Cal Baseball was nearly cut during the 2010-2011 season but at the last second received a reprisal as a couple of boosters came through to fund the program. This summer, Cal Baseball coach David Esquer jumped shipped and went over to Stanford to take over the Cardinal program. When the Cal program was searching for a head coach this summer, several sources had told me that the program was in financial troubles as the boosters money was running low and a new coach would need to focus a ton on fundraising.
On Monday this week. The Daily Cal reported that the Cal Athletic Department needs to cut athletic funding due to a huge deficit and cutting teams is on the table.

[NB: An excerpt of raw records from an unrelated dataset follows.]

PR #397, opened 2018-09-14
129 option change resolution

### LINKED ISSUE #129: Option to change resolution (DPI) of save figure

aybamidele:
Description of work.
Added functionality for users to choose dpi when saving an image
**To test:**

Open mslice, perform a cut or slice. Click the save image icon. In the save dialog, opt to save as an image by choosing a .pdf or .png extension. Click save. Another dialog should come up asking what dpi the user wants. 30 is the minimum and 300 is the default.

Fixes #129 .


aybamidele:
Okay, I don't know why there are conflicts in the `cut_plot.py` file

mslice/plotting/plot_window/plot_figure_manager.py
```diff
@@ -159,7 +159,9 @@ def save_plot(self):
             save_workspaces([workspace], file_path, save_name, ext, slice_nonpsd=True)
         except RuntimeError as e:
             if str(e) == "unrecognised file extension":
-                self.save_image(os.path.join(file_path, save_name))
+                resolution, confirm = QtWidgets.QInputDialog.getDouble(
+                    self.window, 'Resolution', 'Enter image resolution (dpi):', min=30, value=300)
```
mducle: I think there should also be a `max=3000` or something similar here... `matplotlib` fails if you give it too high a resolution (runs out of memory I guess) - I put in `9999` for a laugh and it gave a `RuntimeError`... I don't know what the max really is and a quick google doesn't give anything...

PR #399, opened 2018-09-24
Information intensity options in interactive cut mode

### LINKED ISSUE #368: Information/Intensity options in interactive cut mode
Adding lines to the slice plot through the 'Information' menu while interactive cuts is selected doesn't work and can lead to strange behaviour. Trying to change the intensity has similar results.

> If I have an interactive plot open (i.e. I select Interactive Cuts and actually define a cut), I again can't add any information lines (if I try all that happens is the cut rectangle disappears). If I try, the information does remain selected in the information menu, but no line appears on the plot or anywhere else.

> If I change the intensity option with the interactive cuts on, the plot appears in a new window (leaving the old window and interactive cut window both open). However I can't use the interactive cuts feature on it, even after closing the previous plot and interactive cut plot. If I then hit display in the main window to refresh the plot, this time a blank window appear when switching interactive cuts on.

It’s no secret that Cal Athletics faces a daunting future: the most debt-ridden athletics program in the nation is tasked with cutting the entirety of its fiscal year 2016 budget deficit — nearly $22 million — by 2020. The way the department hopes to reach that future was cleared up a bit Tuesday, with the fiscal year 2018 budget revealing plans for Cal Athletics to decrease its budget deficit by $4.652 million. This potential future features an $8 million cut of scope, a move that implies cutting many of Cal Athletics’ 30 teams.
Cal Athletics’ divisional budget dashboard — which was crafted in spring 2017 — reveals the department turning to cutting roster spots in some men’s sports and exploring the reduction of travel and out-of-state scholarships. More eye-popping is a section in which the department speaks on potential longer-term revenue generation plans.
Those potential plans include:
- relocating the track and soccer teams to let campus produce residential housing on Edwards Stadium
- selling naming rights for Memorial Stadium to generate more than $4 million annually
- selling alcohol at football and basketball games
These plans are meant to help Cal Athletics — which has more than $400 million of debt to pay for Memorial Stadium and Simpson Student-Athlete High Performance Center — cut a deficit that was projected to be down to $17.81 million in fiscal year 2017. Nearly $18 million will be devoted in each year’s budget to yearly interest payments on that debt. All of these plans are overshadowed by that potential cutting of department size.